**YOUR GOAL:** In the records below, find the line that contains "--- a/src/qt/rpcconsole.cpp" and the line that contains "Is there any". Set down exactly those lines and every line between them, and nothing more.

**EXTRACTED RECORDS:**
== Segment start ==

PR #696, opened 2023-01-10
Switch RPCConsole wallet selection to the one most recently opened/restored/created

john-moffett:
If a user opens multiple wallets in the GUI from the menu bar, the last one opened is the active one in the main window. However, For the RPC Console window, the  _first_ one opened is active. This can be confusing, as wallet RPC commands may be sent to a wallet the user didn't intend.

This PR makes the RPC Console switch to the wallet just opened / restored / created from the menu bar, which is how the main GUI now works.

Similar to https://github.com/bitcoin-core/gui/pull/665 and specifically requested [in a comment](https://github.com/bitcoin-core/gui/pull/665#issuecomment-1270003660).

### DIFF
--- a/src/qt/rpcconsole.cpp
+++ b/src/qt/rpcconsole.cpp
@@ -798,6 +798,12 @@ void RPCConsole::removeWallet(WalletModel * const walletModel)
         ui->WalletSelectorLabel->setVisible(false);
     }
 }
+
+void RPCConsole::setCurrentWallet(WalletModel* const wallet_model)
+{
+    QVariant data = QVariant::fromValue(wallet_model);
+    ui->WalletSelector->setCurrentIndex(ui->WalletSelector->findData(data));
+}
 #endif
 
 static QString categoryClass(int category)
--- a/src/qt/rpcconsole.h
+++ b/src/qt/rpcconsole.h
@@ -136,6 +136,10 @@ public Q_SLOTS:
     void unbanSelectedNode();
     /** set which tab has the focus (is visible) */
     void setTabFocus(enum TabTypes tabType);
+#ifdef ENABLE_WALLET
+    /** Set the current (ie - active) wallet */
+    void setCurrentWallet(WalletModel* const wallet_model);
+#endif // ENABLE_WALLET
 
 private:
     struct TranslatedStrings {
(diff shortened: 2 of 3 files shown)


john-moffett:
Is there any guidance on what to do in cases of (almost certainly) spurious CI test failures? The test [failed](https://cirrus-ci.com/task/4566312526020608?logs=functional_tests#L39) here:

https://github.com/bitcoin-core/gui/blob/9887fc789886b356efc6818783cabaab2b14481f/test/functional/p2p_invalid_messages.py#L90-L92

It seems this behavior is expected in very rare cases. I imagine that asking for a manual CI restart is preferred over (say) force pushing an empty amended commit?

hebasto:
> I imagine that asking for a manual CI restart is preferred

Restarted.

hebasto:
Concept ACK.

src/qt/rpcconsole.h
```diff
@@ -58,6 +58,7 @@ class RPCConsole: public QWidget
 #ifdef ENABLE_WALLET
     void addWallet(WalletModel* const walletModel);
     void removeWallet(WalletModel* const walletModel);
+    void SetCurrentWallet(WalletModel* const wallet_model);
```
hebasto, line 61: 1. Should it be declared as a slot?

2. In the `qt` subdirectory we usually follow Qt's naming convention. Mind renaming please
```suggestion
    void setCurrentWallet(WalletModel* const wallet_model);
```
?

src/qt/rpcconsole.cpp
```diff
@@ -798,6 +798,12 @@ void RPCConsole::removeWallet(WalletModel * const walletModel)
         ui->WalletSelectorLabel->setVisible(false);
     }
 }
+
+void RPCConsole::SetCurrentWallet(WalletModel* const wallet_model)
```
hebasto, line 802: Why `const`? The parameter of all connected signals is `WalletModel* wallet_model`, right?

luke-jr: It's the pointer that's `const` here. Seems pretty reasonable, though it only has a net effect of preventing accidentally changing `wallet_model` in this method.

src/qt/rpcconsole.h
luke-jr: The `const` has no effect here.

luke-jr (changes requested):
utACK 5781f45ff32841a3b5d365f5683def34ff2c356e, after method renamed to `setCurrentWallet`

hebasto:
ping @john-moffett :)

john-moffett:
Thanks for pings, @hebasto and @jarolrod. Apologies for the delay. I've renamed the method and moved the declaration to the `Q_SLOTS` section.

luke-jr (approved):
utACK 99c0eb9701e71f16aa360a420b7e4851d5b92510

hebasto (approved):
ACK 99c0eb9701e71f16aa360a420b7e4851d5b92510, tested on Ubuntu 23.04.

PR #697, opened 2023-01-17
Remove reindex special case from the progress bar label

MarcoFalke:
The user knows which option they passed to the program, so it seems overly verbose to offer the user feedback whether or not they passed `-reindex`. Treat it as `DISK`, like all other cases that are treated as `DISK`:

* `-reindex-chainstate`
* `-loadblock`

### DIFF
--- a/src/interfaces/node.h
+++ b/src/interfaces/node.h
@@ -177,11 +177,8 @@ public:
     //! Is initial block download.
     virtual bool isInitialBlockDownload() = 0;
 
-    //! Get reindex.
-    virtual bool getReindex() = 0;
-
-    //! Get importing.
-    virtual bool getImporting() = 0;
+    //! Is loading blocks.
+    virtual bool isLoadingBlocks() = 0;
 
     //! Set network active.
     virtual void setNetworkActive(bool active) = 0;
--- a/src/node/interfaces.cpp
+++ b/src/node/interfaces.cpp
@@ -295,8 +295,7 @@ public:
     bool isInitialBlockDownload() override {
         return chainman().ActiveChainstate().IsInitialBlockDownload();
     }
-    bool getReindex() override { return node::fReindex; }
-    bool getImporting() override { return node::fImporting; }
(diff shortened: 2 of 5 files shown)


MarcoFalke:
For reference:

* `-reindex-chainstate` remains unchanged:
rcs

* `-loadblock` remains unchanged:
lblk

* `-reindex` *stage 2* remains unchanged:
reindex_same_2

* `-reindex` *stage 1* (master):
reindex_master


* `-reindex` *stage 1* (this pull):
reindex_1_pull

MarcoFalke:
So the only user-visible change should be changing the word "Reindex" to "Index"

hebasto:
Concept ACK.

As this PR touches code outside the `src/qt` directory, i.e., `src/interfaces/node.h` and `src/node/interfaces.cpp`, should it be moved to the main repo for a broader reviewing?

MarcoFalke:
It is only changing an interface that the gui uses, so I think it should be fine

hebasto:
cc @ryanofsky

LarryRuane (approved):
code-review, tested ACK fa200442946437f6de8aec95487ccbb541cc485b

== Segment end ==

**SOLUTION TO THIS TASK:**
--- a/src/qt/rpcconsole.cpp
+++ b/src/qt/rpcconsole.cpp
@@ -798,6 +798,12 @@ void RPCConsole::removeWallet(WalletModel * const walletModel)
         ui->WalletSelectorLabel->setVisible(false);
     }
 }
+
+void RPCConsole::setCurrentWallet(WalletModel* const wallet_model)
+{
+    QVariant data = QVariant::fromValue(wallet_model);
+    ui->WalletSelector->setCurrentIndex(ui->WalletSelector->findData(data));
+}
 #endif
 
 static QString categoryClass(int category)
--- a/src/qt/rpcconsole.h
+++ b/src/qt/rpcconsole.h
@@ -136,6 +136,10 @@ public Q_SLOTS:
     void unbanSelectedNode();
     /** set which tab has the focus (is visible) */
     void setTabFocus(enum TabTypes tabType);
+#ifdef ENABLE_WALLET
+    /** Set the current (ie - active) wallet */
+    void setCurrentWallet(WalletModel* const wallet_model);
+#endif // ENABLE_WALLET
 
 private:
     struct TranslatedStrings {
(diff shortened: 2 of 3 files shown)


john-moffett:
Is there any guidance on what to do in cases of (almost certainly) spurious CI test failures? The test [failed](https://cirrus-ci.com/task/4566312526020608?logs=functional_tests#L39) here:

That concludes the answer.